--- Data supplied Enclosed Below ---
PR #116, opened 2023-01-10
Fix: small misc fixes

liss-h:
small improvements

- move functions of registry into cpp file (hpp was getting quite large)
- optimize the regex for decimal (increased construction cost but faster search)
- some include fixes
- some more noexcept


bigerl (approved):
looks good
--- End of Enclosed Data supplied ---
Goal of the exercise: From the records, determine the number of lines holding the word "some", and state that number only.

Reply to the exercise: 2